Thus in any neighborhood of $0$ we have $f'(x) > 0$ for some values of $x$ and $f'(x) < 0$ for some other values of $x$. It follows that $f(x)$ is not increasing in any neighborhood of $0$.
Note: The above solution is inspired by an exercise problem (hints were provided in the problem) from "Calculus" by Michael Spivak.
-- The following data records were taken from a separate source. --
PR #2927, opened 2016-09-27
Adding connection retry for RabbitMQ

bigmstone:
This PR adds connection retry to RabbitMQ transport. This will recover from issues where RabbitMQ is unavailable immediately on startup.

- [x] Add config options for parameters.

### DIFF
--- a/st2common/st2common/transport/bootstrap_utils.py
+++ b/st2common/st2common/transport/bootstrap_utils.py
@@ -14,6 +14,8 @@
 # limitations under the License.
 
 import retrying
+import socket
+from oslo_config import cfg
 from kombu import Connection
 from st2common import log as logging
 from st2common.transport import utils as transport_utils
@@ -57,10 +59,7 @@ def _do_register_exchange(exchange, connection, channel, retry_wrapper):
         LOG.exception('Failed to register exchange : %s.', exchange.name)
 
 
-@retrying.retry(
-    wait_fixed=10000,
-    stop_max_attempt_number=10)
-def register_exchanges():
+def _register_exchanges():
     LOG.debug('Registering exchanges...')
     connection_urls = transport_utils.get_messaging_urls()
     with Connection(connection_urls) as conn:
@@ -73,3 +72,12 @@ def register_exchanges():
                                       retry_wrapper=retry_wrapper)
 
         retry_wrapper.run(connection=conn, wrapped_callback=wrapped_register_exchanges)
+
+
+def register_exchanges():
+    retrying_obj = retrying.Retrying(
+        retry_on_exception=socket.error,
+        wait_fixed=cfg.CONF.messaging.connection_retry_wait,
+        stop_max_attempt_number=cfg.CONF.messaging.connection_retries
+    )
+    return retrying_obj.call(_register_exchanges)
--- a/st2common/st2common/transport/bootstrap_utils.py
+++ b/st2common/st2common/transport/bootstrap_utils.py
@@ -59,7 +59,7 @@ def _do_register_exchange(exchange, connection, channel, retry_wrapper):
         LOG.exception('Failed to register exchange : %s.', exchange.name)
 
 
-def _register_exchanges():
+def register_exchanges():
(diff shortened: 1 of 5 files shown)


bigmstone:
I've left the parameters hard-coded for now. Want to get a :+1: on the method and then I'll add config params for this.

st2common/st2common/transport/bootstrap_utils.py
```diff
@@ -56,6 +57,9 @@ def _do_register_exchange(exchange, connection, channel, retry_wrapper):
         LOG.exception('Failed to register exchange : %s.', exchange.name)
 
 
+@retrying.retry(
```
Kami: Is it possible to only catch more specific exceptions aka connection errors?

Otherwise it could potentially mask some other / real issues...

bigmstone: Yes, good catch. I can use `retry_on_exception=exception`.

Kami: Yeah, please do :)

st2common/st2common/transport/bootstrap_utils.py
```diff
@@ -69,3 +72,12 @@ def wrapped_register_exchanges(connection, channel):
                                       retry_wrapper=retry_wrapper)
 
         retry_wrapper.run(connection=conn, wrapped_callback=wrapped_register_exchanges)
+
+
+def register_exchanges():
+    retrying_obj = retrying.Retrying(
```
Kami: For consistency with `db_setup` can you please add `register_exchanges_with_retry` method which calls this one with `retrying` stuff?

Thanks!

bigmstone: Per in-person discussion this change request would lose consistency with existing functionality with `db_setup` so we'll keep it the same.

Kami:
LGTM :+1:

armab:
Awesome!
The right thing :+1: 


Just to know, will it try to reconnect for example on RabbitMQ service restart or during temporary networking issue (when MQ is external service) or self-healing retry in this PR works only during "bootstrap"?

bigmstone:
@armab It works during both. If it fails for any `socket.error` reason. There's also restart mechanisms for each channel which can handle other types of failures, but that's not new functionality. The number of times it will retry, and the time between each try is configurable in `st2actions/config.py`

st2common/st2common/transport/bootstrap_utils.py
```diff
@@ -69,3 +72,12 @@ def wrapped_register_exchanges(connection, channel):
                                       retry_wrapper=retry_wrapper)
 
         retry_wrapper.run(connection=conn, wrapped_callback=wrapped_register_exchanges)
+
+
+def register_exchanges_with_retry():
+    retrying_obj = retrying.Retrying(
+        retry_on_exception=socket.error,
+        wait_fixed=cfg.CONF.messaging.connection_retry_wait,
+        stop_max_attempt_number=cfg.CONF.messaging.connection_retries
```
manasdk: If this property is only used for retries in register_exchanges why is it called connection_retries? The issue with a broadly named property like this is that it is bound to confuse someone as to why this is getting st2 to retry the specified no of times.

Perhaps there is value in wiring these properties up to https://github.com/StackStorm/st2/blob/master/st2common/st2common/transport/connection_retry_wrapper.py#L30. The semantics there are slightly different but worth looking into to bring together to mean the same thing.

bigmstone: The main issue boils down to [this line](https://github.com/StackStorm/st2/blob/6a530bc5a6053d8cfd36b61903af3f2845c7bdbd/st2common/st2common/transport/bootstrap_utils.py#L65). The retry logic is backed in below this line; however, the connection is made on line 65. If rabbitmq server is down when that line is executed it will fail without retry.

As for the config options I tend to agree that those options should be brought together. I was unaware that they exist. I would be more in favor of moving `connection_retry_wrapper`'s properties to the config file since those properties seem like things that should be encouraged to modify.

Update OP's comments indicate that he has some trouble understanding the fact that there are an infinity of solutions to $(1)$ and he does not want to go for graphical considerations. Equation $(1)$ can be recast in the form $$\tan y = \frac{2y }{2 - y^{2}} \tag{3}$$ and clearly RHS tends to $0$ as $y \to \infty$. Also the RHS is negative when $y > \sqrt{2}$. Let's analyze the behavior of fraction $2y/(2 - y^{2})$ for $\dfrac{3\pi}{2} + 2n\pi < y < 2\pi + 2n\pi$ where $n$ is non-negative integer. Clearly if $$h(y) = \tan y - \dfrac{2y}{2 - y^{2}}$$ then $h(2\pi + 2n\pi) > 0$ and as $y \to (3\pi/2 + 2n\pi)^{+}$ $\tan y \to -\infty$ and so that $h(y)$ is negative as $y \to (3\pi/2 + 2n\pi)^{+}$. It follows by intermediate value theorem for continuous functions that $h(y)$ vanishes at least once in the interval $\left(\dfrac{3\pi}{2} + 2n\pi, 2\pi + 2n\pi\right)$. Since $n$ is arbitrary we get infinitely many roots of $h(y) = 0$.
Note further that for these values of $y$, $\sin y$ is negative ($y$ lies in 4th quadrant). Hence $g(y) = -(2 + y^{2})/\sqrt{y^{4} + 4} < -1$. I have no where mentioned that this $y$ is local minima. Its just local extrema. I think it is better to say that these are critical points (points where derivative vanishes) and we don't need any more information about these points in this question.
A: I thought it would be instructive to address part D, where $\alpha \gt 1$, using the information the Spivak provides the reader: $\displaystyle \lim_{y \to \infty}\frac{2+y^2}{\sqrt{4+y^4}}=1 \quad (\dagger_1)$
An important part to answering this question is demonstrating that for any $N$, we can find a $y_0 \gt N$ such that $g'(y_0)=0 \quad(\dagger_2)$. I will include the proof of this at the bottom of the post.
For an altogether easier method, consider dfnu's post on Proof clarification for Question 68 of Spivak's 'Calculus' - exploring the function $f(x)=\alpha x + x^2 \sin(1/x)$ for $\alpha =1$.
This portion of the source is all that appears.